Ahora bien, la Redención del hombre no se produce simplemente liberándolo del sufrimiento; sino que éste es aprovechado para la salvación. Se restablece la relación con Dios, se recibe el perdón del pecado y se sanan las consecuencias que han quedado en el alma a causa del pecado. También el sufrimiento corporal experimenta una transformación, cuando adquiere un nuevo sentido.
Dios se vale de todas las irregularidades de nuestra vida, incluido el sufrimiento. Éste puede servir para la purificación del hombre, cuando él intenta sobrellevarlo conscientemente y lo une al sufrimiento de Cristo. El Señor aceptó el sufrimiento por amor a Dios y por amor a los hombres, y así nos redimió con su Pasión y Muerte voluntarias.

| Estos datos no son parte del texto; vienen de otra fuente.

PR #582, opened 2026-08-06
Test/playwright UI suite

### LINKED ISSUE #581: Browser tests for the web UI: the frontend is the only part of the operator nothing verifies
**Problem:**
The operator's frontend has no automated coverage of any kind. `src/static/index.html`
is ~2,500 lines of untranspiled JSX that Babel compiles in the browser, plus
`pages/logs.html` next to it, and not one line of it is exercised by a test. The Go
side is well covered — ten `_test.go` files in `src/ui` alone — but those tests stop
at the HTTP boundary: they prove a route is registered, that auth redirects, that
`BASE_PATH` is normalised. None of them renders anything.

Everything a user actually touches lives on the other side of that boundary and is
therefore unverified:

- which job cards are expanded, and the `localStorage` bookkeeping that has to
  survive the 30s auto-refresh (otherwise a card the user closed springs back open)
- the stat filters, the project search, and the fact that "expand all" must act on
  the jobs those two leave visible rather than on every job
- each card's "Hide Projects" selection and what it persists
- the logs page's level filter, its persisted preference, and the `?levels=`
  override
- how the page consumes `/api/v1/logs`, which is an event stream and not a document

The practical consequences: 
- a frontend regression is found by a human clicking
around, or by a user; 
 - a fix to the UI cannot be shown to do what its commit message
claims; and shared markup cannot be refactored with any confidence, because there is
nothing to tell you the other page still renders the same thing. 
- On top of that,
looking at the UI at all currently means deploying to a cluster and waiting for a
real Renovate job to produce interesting state — so even manual verification is
expensive, and states like "a project that failed with three warnings and a truncated
PR list" are reached by luck rather than on purpose.

**Solution:**
A Playwright suite that drives the pages the operator actually ships, with no
cluster, no Go build, and no changes to the pages to make them testable.

- **Serve the real pages.** A small stand-in for the Go server that mirrors
  `serveHTML` and `registerUiRoutes`, including the `<base href>` and
  `window.__BASE_PATH__` it splices into `<head>`. A plain file server would silently
  test a page the operator never ships. `BASE_PATH=/renovate` runs the whole suite
  under a sub-path, which is otherwise only verified in Go unit tests.
- **Stub the API per spec** with `page.route`. The frontend gets everything from
  `/api/v1/*`, so route stubs are enough to drive it through any state — including
  ones a real cluster reaches rarely.
- **Fixtures that mirror the Go payloads** (`ui.RenovateJobInfo`,
  `crdManager.RenovateProjectStatus`, and the SSE frames `getRenovateJobLogs`
  writes), with a catalogue of every project state the dashboard renders differently,
  so a spec can name the states a filter should keep.
- **Live outside `src/static`.** The Dockerfile copies that whole tree into the image,
  so anything placed there would ship to production and be served.
- **Three recipes:** `just test-ui` to run the suite, `just ui-dev` to serve the
  frontend with mock data on its own port for manual work, and
  `just test-ui-baseline <rev>` to run today's specs against an older revision of the
  pages — which is how a new spec is shown to fail without the change it covers,
  rather than being assumed to.

**Describe alternatives you've considered**

- **Unit tests with jsdom / Testing Library.** There is nothing to import: each page
  is a single `<script type="text/babel">` block with no module boundaries and no
  exports. Getting them under a unit test runner means introducing a bundler and a
  build step into a frontend that is deliberately build-free, which is a much larger
  change than the problem justifies — and it would still not exercise the page the
  server serves.
- **Go integration tests driving the HTTP server.** They can assert what the API
  returns and that routing and auth behave, which is what the existing tests already
  do. They cannot see rendering, client-side state, or `localStorage`, which is where
  every one of the problems above lives.
- **Cypress.** Comparable capability. Playwright was chosen for first-class request
  stubbing (`page.route`), the trace viewer on failure, and one dependency with no
  additional runtime.
- **Visual regression / screenshot diffing.** Brittle against a CDN-built Tailwind and
  a browser-side Babel compile, and it answers "did the pixels change" rather than
  "does the behaviour hold". Worth adding later on top of this, not instead of it.
- **Carry on testing by hand.** The status quo. It does not scale past a couple of
  pages, it cannot be run by a reviewer, and it leaves every UI fix unprovable.

**Additional context**
- Cost: `npm ci` plus a Chromium download on first run; `node_modules`,
  `test-results` and reports are git-ignored. Nothing about the Go build, the image or
  the chart changes.

**Notice:**
Not covered by this request, and worth their own: wiring `just test-ui` into CI
(no workflow runs it today — `go-test.yaml` builds and tests Go only), and whether
to add a second viewport so the phone layout of the pinned toolbars is exercised.

duderoot:
TL;DR
According to #559 the UI is expecting to change and to grow by receiving new features. With the e2e test with playright we have a bigger confidence into changes 😜 

Closes #581.

## What

The harness that issue asks for, built as described: the real `index.html` and
`pages/logs.html` served through a stand-in for the Go server, `/api/v1/*` stubbed per
spec with `page.route`, fixtures mirroring the Go payloads, and everything under
`tests/ui` so nothing lands in the image.

**No production code is touched.** The diff is `tests/ui/**`, three recipes in the
`Justfile`, five ignore lines, and two lines of `CLAUDE.md` (the `tests/ui` tree and
`just test-ui` under *Verification*). Nothing about the Go build, the image, the chart
or the API changes, and neither page was modified to make it testable.

```sh
just test-ui                  # the suite, headless
just ui-dev                   # the frontend with mock data on :8098, no cluster
just test-ui-baseline <rev>   # today's specs against an older revision of the pages
```

## What it covers

16 specs, about 8 seconds, one Chromium project at 1280x900. They pass under
`BASE_PATH=/renovate` as well, which until now was only exercised by Go unit tests.

| spec file | what it pins |
|---|---|
| `jobCardExpansion.spec.mjs` | cards open per `JOB_CARDS_EXPANDED_BY_DEFAULT`; a collapse the user made survives the 30s auto-refresh; the bulk controls act only on the jobs the stat filter and the search box leave visible |
| `stickyToolbar.spec.mjs` | the dashboard's filters and search stay on screen while the brand strip scrolls away, stay usable from the bottom of the page, and sit below the overlay that dismisses a card's execution-options popover |
| `logsFiltering.spec.mjs` | the header counters follow the page's own level thresholds; the level filter narrows the list, persists, and yields to an explicit `?levels=`; search keeps the matching entries, highlights them, and opens the rows whose match is hidden below the message |
| `stickyLogsToolbar.spec.mjs` | the same three properties for the logs page's bar, including its level dropdown opening over the rows it floats above |

## How it works

- **The real pages, served the way the operator serves them.** `staticFrontendServer.mjs`
  mirrors `serveHTML` and `registerUiRoutes`, including the `<base href>` and
  `window.__BASE_PATH__` spliced into `<head>`. A plain file server would silently test
  a page that never ships.
- **The API is stubbed per spec** with `page.route`, so each test owns its data and can
  reach states a cluster produces rarely.
- **Fixtures mirror the Go payloads** — `ui.RenovateJobInfo`,
  `crdManager.RenovateProjectStatus`, and the SSE frames `getRenovateJobLogs` writes.
  `PROJECT_STATE_VARIANTS` is a catalogue of every project state the dashboard renders
  differently, so a spec can name the states a filter should keep instead of counting
  rows. When a field is added to either Go struct, it needs adding there too; the README
  says so, and the tests are only as honest as those payloads.
- **`/api/v1/logs` is an event stream**, so a spec serves the whole body in one
  `route.fulfill` and the browser's `EventSource` parses it frame by frame exactly as it
  would a live stream. `just ui-dev` writes the same frames on a timer instead, so
  clicking a log link shows the page streaming rather than a finished list.
- **It lives outside `src/static`** because the Dockerfile copies that tree into the
  image, so anything placed there would ship and be served.

## Does it actually catch anything?

That is the question a test-only PR has to answer, so `test-ui-baseline` exists to
answer it: it serves both pages from any revision while keeping today's specs.

Run against `9e894f1^` — the revision before the toolbar change of #572 landed:

```
5 failed
  3x sticky logs toolbar
  2x sticky dashboard toolbar
11 passed
  4x job card expansion
  6x logs filtering
  1x sticky dashboard toolbar  (the popover/stacking spec)
```

That split is the point. The five failures are the specs that pin what #572 changed —
they fail on the revision before it and pass on `main`. The eleven passes are specs
about behaviour that #572 did not touch, so they hold on both revisions and would have
caught a regression in it.

The one sticky spec that passes on both is deliberate and worth keeping: it guards a
regression that pinning the bar *could* introduce rather than proving a fix. With the
bar in the same stacking context as a card's execution-options popover, a click on a
stat badge would otherwise filter the list *and* leave the popover hanging over cards it
no longer belonged to.

## Decisions worth a second opinion

- **Log rows are located by their message and their level label**, not by a
  `data-testid`. A row has no role of its own, and I did not want to add test hooks to a
  production page for the sake of the suite. The cost: the level dropdown repeats those
  same words, so it has to be closed before counting rows — documented in the README and
  handled by the page object. If you would rather have `data-testid="log-row"` in the
  markup, that is a one-line change and I will make it.
- **One Chromium project at a fixed 1280x900.** A fixed viewport is what makes the
  above-the-fold assertions mean the same thing on every machine. The phone layout is
  not covered.
- **Two ways to produce a payload** — `page.route` stubs in specs, `mockOperatorApi.mjs`
  for `just ui-dev`. They share the fixture builders but not the wiring. The alternative
  was one mock server driving both, which would have made every spec depend on global
  state.

## Cost

`npm ci` plus a Chromium download on the first run of `just test-ui`; both are cached
afterwards. `node_modules`, `test-results` and the reports are git-ignored. `just build`,
`just test-unit`, `just test-helm` and `just generate` are unaffected — nothing in the
Go pipeline runs this.

## Not in this PR

Both are named as out of scope in #581 and I would rather they be judged on their own:

- **CI.** No workflow runs `just test-ui` today; `go-test.yaml` builds and tests Go only.
  Wiring it in, and deciding whether it gates merges, is the obvious next step.
- **A second viewport project**, so the phone layout of the pinned toolbars is exercised
  rather than spot-checked by hand.

## About the commit history

The branch is where the two toolbar fixes were developed, so `fix(ui): pin the dashboard
filters…` and `fix(ui): pin the logs filters…` appear in its history. Both are already
on `main` via #572, so they contribute nothing to this diff — `git diff origin/main...`
is tests only. There are also two merges from `main`. Happy to rebase or squash the
history into a single `test(ui):` commit if you prefer a clean list.

## Checklist

- [x] One logical change — the test harness and nothing else
- [x] Title follows Conventional Commits
- [x] Branch prefixed with the change type — `test/playwright-ui-suite` (`test` is a
      Conventional Commits type; `CONTRIBUTING.md` lists four prefixes and not this one)
- [x] Every commit carries a `Signed-off-by` (DCO)
- [x] AI-assisted commits carry a `Co-Authored-By` naming the model
- [x] No documentation impact — no new config, CRD, Helm value or user-facing setting;
      contributor docs are in `tests/ui/README.md` and two lines of `CLAUDE.md`


wittdennis:
Sorry for the late reply. Could you also add a ci job that runs the tests in PRs only when UI files changed

PR #602, opened 2026-08-14
feat(ui): enforce repository-level access

pat-s:
## What changed

- Filter dashboard projects through the authenticated user's Forgejo, Gitea, or GitHub repository access.
- Annotate projects with write permission and render read-only repositories separately.
- Require repository write access for individual and bulk Renovate triggers.
- Preserve OAuth access tokens in OIDC sessions so provider API permission checks can run.
- Integrate repository permissions with the v6 reader/admin authorization model.
- Treat missing Forgejo webhooks as successfully deleted and retain generated artifact compatibility after the upstream merge.

## Why

RenovateJob-level authorization alone can expose repositories that an authenticated user cannot access on the underlying Git provider.
The dashboard and mutation endpoints must also enforce the user's provider-level repository permissions.

## Impact

Authenticated Forgejo, Gitea, and GitHub users only see projects they can access.
Users need write permission on a repository to trigger Renovate for it, while readable repositories remain visible as read-only.
Deployments upgrading to v6 must configure `authorization` rules or set `authorization.enabled: false` to retain the previous authenticated-user behavior.

## Validation

- `just build`
- `just test-unit` (1,003 passed, 2 skipped)
- `just generate`
- `git diff --check`


pat-s:
Closing because this was opened against the operator source by mistake. The required fix belongs in the downstream Kubernetes deployment configuration.

PR #637, opened 2026-08-31
fix(chart): install every CRD from the hook, not just renovatejobs

pdecat:
## What

`crd.mode` defaults to `hook`, and the hook names one CRD file explicitly:

```yaml
data:
  renovatejob.yaml: |
{{ .Files.Get "crd/renovate-operator.mogenius.com_renovatejobs.yaml" | indent 4 }}
```

```yaml
            - -f
            - /crd/renovatejob.yaml
```

So the `RenovateProject` CRD added in #632 is shipped in the chart but never applied. `crd.mode: template` is unaffected, because `crds.yaml` already globs `crd/**`.

This is queued to ship: #625 (release 6.1.0) contains `extract project status into a separate crd per project`, `chart: adding permissions for renovateprojects` and `make crd project field immutable`. The permissions for the new kind landed in #634; this is the other half.

## What happens without it

The operator does not start. `controllers/renovateproject_controller.go` does `For(&api.RenovateProject{})` and is registered in `cmd/main.go`, so the manager tries to start an informer for a kind the API server does not serve, cache sync never completes and the pod crash-loops.

On a cluster where the CRD was never applied, the kind is simply absent:

```
$ kubectl apply -f renovateproject.yaml
error: resource mapping not found for name: "probe" namespace: "default":
no matches for kind "RenovateProject" in version "renovate-operator.mogenius.com/v1alpha1"
ensure CRDs are installed first
```

So a default install upgrading to 6.1.0 gets a crash-looping operator rather than a working one.

## The change

Glob `crd/**` into the ConfigMap and apply the mounted directory, so both install modes pick up whatever the chart ships and adding a CRD is not something to remember in a second place.

Three helm unittests cover it: both CRDs reach the ConfigMap, and the Job applies the directory rather than a named file. They fail against the template as it stands today (3 failed, 0 passed).

## Note on the ConfigMap keys

They change from `renovatejob.yaml` to the CRD filenames. The ConfigMap is a hook resource with `helm.sh/hook-delete-policy: before-hook-creation`, so it is recreated on every install and upgrade and nothing carries over.

I have not touched the committed CRDs. `just generate` currently rewrites ~125 lines of `renovatejobs.yaml`, which looks like drift from the Kubernetes 0.37 bump rather than anything to do with this, so it seemed better left out of a one-line template fix.

### DIFF
--- a/charts/renovate-operator/templates/crd-hook.yaml
+++ b/charts/renovate-operator/templates/crd-hook.yaml
@@ -51,8 +51,16 @@ metadata:
     helm.sh/hook-delete-policy: before-hook-creation,hook-succeeded
     helm.sh/hook-weight: "-5"
 data:
-  renovatejob.yaml: |
-{{ .Files.Get "crd/renovate-operator.mogenius.com_renovatejobs.yaml" | indent 4 }}
+  # Every CRD the chart ships, so adding one to crd/ is enough to have it
+  # installed. Naming files individually here means a new CRD is silently left
+  # uninstalled, and the operator only fails later, at the first API call that
+  # needs the missing kind. Mirrors the glob in crds.yaml, which the "template"
+  # install mode uses.
+{{- $files := .Files }}
+{{- range $path, $_ := .Files.Glob "crd/**" }}
+  {{ base $path }}: |
+{{ $files.Get $path | indent 4 }}
+{{- end }}
 ---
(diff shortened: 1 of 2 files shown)


wittdennis (approved):

lukashankeln:
Good catch, thanks for the contribution 😄

PR #652, opened 2026-09-02
feat(ui): info icon on job cards showing discovery config

simonkran:
## Summary

- Adds a small ⓘ icon to each RenovateJob card header in the dashboard
- On hover, a tooltip lists `discoveryFilters` and/or `discoverTopics` configured on the job
- Icon is only rendered when at least one of those fields is non-empty
- Exposes the two fields via the `/api/v1/renovatejobs` JSON response (`discoveryFilters`, `discoverTopics`)

## Test plan

- [ ] RenovateJob with `discoveryFilters` set → icon appears, tooltip shows filters
- [ ] RenovateJob with `discoverTopics` set → tooltip shows topics
- [ ] Job with both fields → both sections shown in tooltip
- [ ] Job with neither field → no icon rendered
- [ ] `just check` passes

### DIFF
--- a/src/static/index.html
+++ b/src/static/index.html
@@ -1754,6 +1754,14 @@
           key: "status",
           direction: "asc",
         });
+        const [infoTooltipPos, setInfoTooltipPos] = useState(null);
+        const infoIconRef = useRef(null);
+        const showInfoTooltip = () => {
+          if (!infoIconRef.current) return;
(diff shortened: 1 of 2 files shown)


beneiltis (approved):

wittdennis (changes requested):
Image

cut-off when job is collapsed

Aunque Dios glorifique a su Hijo por este camino de sacrificio, y le ofrezca al mundo la salvación a través de él, Su muerte sigue pesando sobre aquellos que la provocan. Nadie está forzado a hacer el mal para que de ahí resulte un bien mayor. La muerte de un inocente, en este caso del Hijo de Dios mismo, es un acto intrínsecamente malo; pero que ha sido transformado por Dios, en Su omnipotencia, en un acto de Redención.
¡Utilicemos la libertad que hemos recibido de Dios para buscar Su Voluntad y cumplirla!